◆ Supplied material
PR #12319, opened 2022-10-17
Use settings_target in xcrun instead of settings

### LINKED ISSUE #12260: [bug] Conan v2 think that macOS SDK is an iOS SDK
  * Operating System+version: macos latest
  * Compiler+version: clang 14
  * Conan version: 1.53
  * Python version: 3.9

```
git clone https://github.com/nativium/nativium.git -b fix-conan-1-53
cd nativium
python3 nativium.py conan setup
python3 nativium.py target ios setup --arch=arm64 --build=debug --group=ios
python3 nativium.py target ios build --arch=arm64 --build=debug --group=ios
```

```
CMake Error at /opt/homebrew/Cellar/cmake/3.24.2/share/cmake/Modules/Platform/iOS-Initialize.cmake:4 (message):
  
  /Applications/Xcode.app/Contents/Developer/Platforms/MacOSX.platform/Developer/SDKs/MacOSX12.3.sdk
  is not an iOS SDK
Call Stack (most recent call first):
  /opt/homebrew/Cellar/cmake/3.24.2/share/cmake/Modules/CMakeSystemSpecificInitialize.cmake:21 (include)
  CMakeLists.txt:8 (project)
```

The problem is here:
https://github.com/nativium/nativium/blob/fix-conan-1-53/conan/darwin-toolchain/conanfile.py#L102

The `XCRun` object from conan don't check correctly the settings. It get the settings from conanfile, but need be something like i do, that is try to get `settings_target`. Or make XCRun receive `settings` and not `conanfile`:

```
settings_target = None

if hasattr(self, "settings_target"):
    settings_target = self.settings_target
    self.output.info("Settings: Target")
else:
    settings_target = self.settings
    self.output.info("Settings: Default")
```

The conan XCRun lines is here:
https://github.com/conan-io/conan/blob/develop/conan/tools/apple/apple.py#L82-L87

czoido:
Changelog: Fix: Use `settings_target` in XCRun instead of settings as default and provide argument `use_settings_target ` to select using the active context settings.
Docs: https://github.com/conan-io/docs/pull/2797

`use_settings_target` is `False` by default because because of the use of this tool in ConanCenter, for example _openssl_ builds with _AutoTools_ so needs the **sysroot** (uses _XCRun.sdk_) and is a require by _CMake_ so in the **build context** it needs the `settings_build`, not the `settings_target`

To discuss: `use_settings_target ` default and name.

TODO: Check other tools that may need this fix too

Closes: https://github.com/conan-io/conan/issues/12260

### DIFF
--- a/conan/tools/apple/apple.py
+++ b/conan/tools/apple/apple.py
@@ -79,14 +79,14 @@ def apple_sdk_path(conanfile):
 
 class XCRun(object):
 
-    def __init__(self, conanfile, sdk=None, use_target_settings=False):
+    def __init__(self, conanfile, sdk=None, use_settings_target=False):
         """sdk=False will skip the flag
            sdk=None will try to adjust it automatically
            target_settings=True try to use settings_target in case they exist"""
 
         # FIXME: 2.0: remove "hasattr()" condition
         settings = conanfile.settings
-        if use_target_settings and hasattr(conanfile, "settings_target") and conanfile.settings_target is not None:
+        if use_settings_target and hasattr(conanfile, "settings_target") and conanfile.settings_target is not None:
             settings = conanfile.settings_target
 
         if sdk is None and settings:
--- a/conan/tools/apple/apple.py
+++ b/conan/tools/apple/apple.py
@@ -83,13 +83,10 @@ class XCRun(object):
         """sdk=False will skip the flag
            sdk=None will try to adjust it automatically"""
 
-        if hasattr(conanfile, "settings_target"):
-            settings_target = conanfile.settings_target
-        else:
-            settings_target = conanfile.settings
+        settings = conanfile.settings_target if hasattr(conanfile, "settings_target") else conanfile.settings
 
-        if sdk is None and settings_target:
-            sdk = apple_sdk_name(settings_target)
+        if sdk is None and settings:
+            sdk = apple_sdk_name(settings)
         self.sdk = sdk
 
     def _invoke(self, args):
--- a/conan/tools/apple/apple.py
+++ b/conan/tools/apple/apple.py
@@ -79,14 +79,15 @@ def apple_sdk_path(conanfile):
 
 class XCRun(object):
 
-    def __init__(self, conanfile, sdk=None):
+    def __init__(self, conanfile, sdk=None, use_target_settings=True):
         """sdk=False will skip the flag
-           sdk=None will try to adjust it automatically"""
+           sdk=None will try to adjust it automatically
+           target_settings=True try to use settings_target in case they exist"""
 
-        if hasattr(conanfile, "settings_target") and conanfile.settings_target is not None:
+        # FIXME: 2.0: remove "hasattr()" condition
+        settings = conanfile.settings
+        if use_target_settings and hasattr(conanfile, "settings_target") and conanfile.settings_target is not None:
             settings = conanfile.settings_target
-        else:
-            settings = conanfile.settings
 
         if sdk is None and settings:
             sdk = apple_sdk_name(settings)
--- a/conan/tools/apple/apple.py
+++ b/conan/tools/apple/apple.py
@@ -83,10 +83,13 @@ class XCRun(object):
         """sdk=False will skip the flag
            sdk=None will try to adjust it automatically"""
 
-        settings = conanfile.settings_target if hasattr(conanfile, "settings_target") else conanfile.settings
+        if hasattr(conanfile, "settings_target") and conanfile.settings_target is not None:
+            settings_target = conanfile.settings_target
+        else:
+            settings_target = conanfile.settings
 
-        if sdk is None and settings:
-            sdk = apple_sdk_name(settings)
+        if sdk is None and settings_target:
+            sdk = apple_sdk_name(settings_target)
         self.sdk = sdk
 
     def _invoke(self, args):
--- a/conan/tools/apple/apple.py
+++ b/conan/tools/apple/apple.py
@@ -79,7 +79,7 @@ def apple_sdk_path(conanfile):
 
 class XCRun(object):
 
-    def __init__(self, conanfile, sdk=None, use_target_settings=True):
+    def __init__(self, conanfile, sdk=None, use_target_settings=False):
         """sdk=False will skip the flag
            sdk=None will try to adjust it automatically
            target_settings=True try to use settings_target in case they exist"""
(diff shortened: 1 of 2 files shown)


conan/tools/apple/apple.py
```diff
@@ -82,8 +82,14 @@ class XCRun(object):
     def __init__(self, conanfile, sdk=None):
         """sdk=False will skip the flag
            sdk=None will try to adjust it automatically"""
-        if sdk is None and conanfile.settings:
-            sdk = apple_sdk_name(conanfile.settings)
+
+        if hasattr(conanfile, "settings_target") and conanfile.settings_target is not None:
```
memsharded: So we can assume that if ``settings_target`` exists, this means that we are already in a ``tool_require`` and we always want to refer our ``XCRun()`` to the target context? Aren't there any cases, where it will want just the ``XCRun()`` of the current "build" context? Maybe it should be an optional argument?

czoido: Yes, that also may happen, I'll add an argument so you can get the info based on the build settings.

jcar87: I've looked into this a bit deeper and I believe that relying on `settings_target` by default should be correct. The information that `xcrun` outputs is "on the build machine, _for_ the target platform" - it's only used in the context of building something from source.

The cases I've seen in Conan Center, call `xcrun` to set up arguments to pass to build tools (so it would impact the  `generate()` and `build()` methods).

The case in https://github.com/conan-io/conan/issues/12260 is actually invoking it in `package_info()`, for a package that is a `tool_require` (likely in a profile), and `xcrun` is called in the `package_info`. So "only used in the context of building something from source" still applies, but now with a level of indirection.

If a `tool_require` A has a dependency on another `tool_require` B such that A is built from source, I believe the `settings_target` should cover this case, by taking the values from the `build` profile (docs [here](https://docs.conan.io/en/latest/systems_cross_building/cross_building.html?highlight=settings_target)).

The only case where I can see where one may need to call `xcrun` from the build context settings, is those recipes that need to invoke two compilers, for example those that first need to bootstrap a tool with the "build" context compiler, and then invoke the compiler that is set up for the host context. There aren't many of these, and in those cases because the "build" contest is always macOS to run on macOS, they may be able to rely on calling the compiler with its default without going through `xcrun` -

TL;DR: always use `settings_target` by default for the overwhelmingly typical case, leave an option to force the build context "just in case"

memsharded (approved):

conan/tools/apple/apple.py
```diff
@@ -79,11 +79,18 @@ def apple_sdk_path(conanfile):
 
 class XCRun(object):
 
-    def __init__(self, conanfile, sdk=None):
+    def __init__(self, conanfile, sdk=None, use_target_settings=False):
```
franramirez688: Would it be better to call it `use_settings_target` to be more intuitive?

conans/test/functional/tools/test_apple_tools.py
```diff
@@ -24,3 +25,96 @@ def build(self):
...
     client.run("create .")
     assert "Xcode.app/Contents/Developer/Platforms/MacOSX.platform" in client.out
+
+
+@pytest.mark.skipif(platform.system() != "Darwin", reason="Requires Xcode")
+def test_xcrun_in_tool_requires():
+    # https://github.com/conan-io/conan/issues/12260
+    client = TestClient()
+    tool = textwrap.dedent("""
+        from conans import ConanFile
```
franramirez688:
```suggestion
        from conan import ConanFile
```

conans/test/functional/tools/test_apple_tools.py
```diff
@@ -24,3 +25,96 @@ def build(self):
...
+
+            def package_info(self):
+                xcrun = XCRun(self{})
+                self.output.info("sdk: %s" % xcrun.sdk)
+        """)
+    client.save({"br.py": tool.format(", use_target_settings=True")})
+    client.run("export br.py br/0.1@")
+
+    conanfile = textwrap.dedent("""
+        from conans import ConanFile
```
franramirez688:
```suggestion
        from conan import ConanFile
```

conans/test/functional/tools/test_apple_tools.py
```diff
@@ -24,3 +25,96 @@ def build(self):
...
+def test_xcrun_in_required_by_tool_requires():
+    """
+    ConanCenter case, most typical, openssl builds with autotools so needs the sysroot
+    and is a require by cmake so in the build context it needs the settings_build, not
+    the settings_target, that's why the use_target_settings default is False
+    """
+    client = TestClient()
+
+    openssl = textwrap.dedent("""
+        from conans import ConanFile
```
franramirez688:
```suggestion
        from conan import ConanFile
```

conans/test/functional/tools/test_apple_tools.py
```diff
@@ -24,3 +25,96 @@ def build(self):
...
+        from conan.tools.apple import XCRun
+        class Pkg(ConanFile):
+            settings = "os", "compiler", "build_type", "arch"
+            def build(self):
+                xcrun = XCRun(self)
+                self.output.info("sdk for building openssl: %s" % xcrun.sdk)
+        """)
+
+    consumer = textwrap.dedent("""
+        from conans import ConanFile
```
franramirez688:
```suggestion
        from conan import ConanFile
```

conans/test/functional/tools/test_apple_tools.py
```diff
@@ -24,3 +25,96 @@ def build(self):
...
+    """)
+
+    client.save({"cmake.py": GenConanfile("cmake", "1.0").with_requires("openssl/1.0"),
+                 "openssl.py": openssl,
+                 "consumer.py": consumer,
+                 "profile_ios": profile_ios})
+
+    client.run("export openssl.py openssl/1.0@")
+    client.run("export cmake.py")
+    client.run("create consumer.py consumer/1.0@ --build -pr:h=./profile_ios -pr:b=default --build")
```
czoido:
```suggestion
    client.run("create consumer.py consumer/1.0@ -pr:h=./profile_ios -pr:b=default --build")
```

franramirez688 (approved):

conan/tools/apple/apple.py
czoido: yes, that's probably better, I'll change that 👍

jcar87 (approved):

◆ Exercise description
What lines hold the string "Xcode"? Pick them out of the data.

◆ Response to the exercise
  /Applications/Xcode.app/Contents/Developer/Platforms/MacOSX.platform/Developer/SDKs/MacOSX12.3.sdk
     assert "Xcode.app/Contents/Developer/Platforms/MacOSX.platform" in client.out
+@pytest.mark.skipif(platform.system() != "Darwin", reason="Requires Xcode")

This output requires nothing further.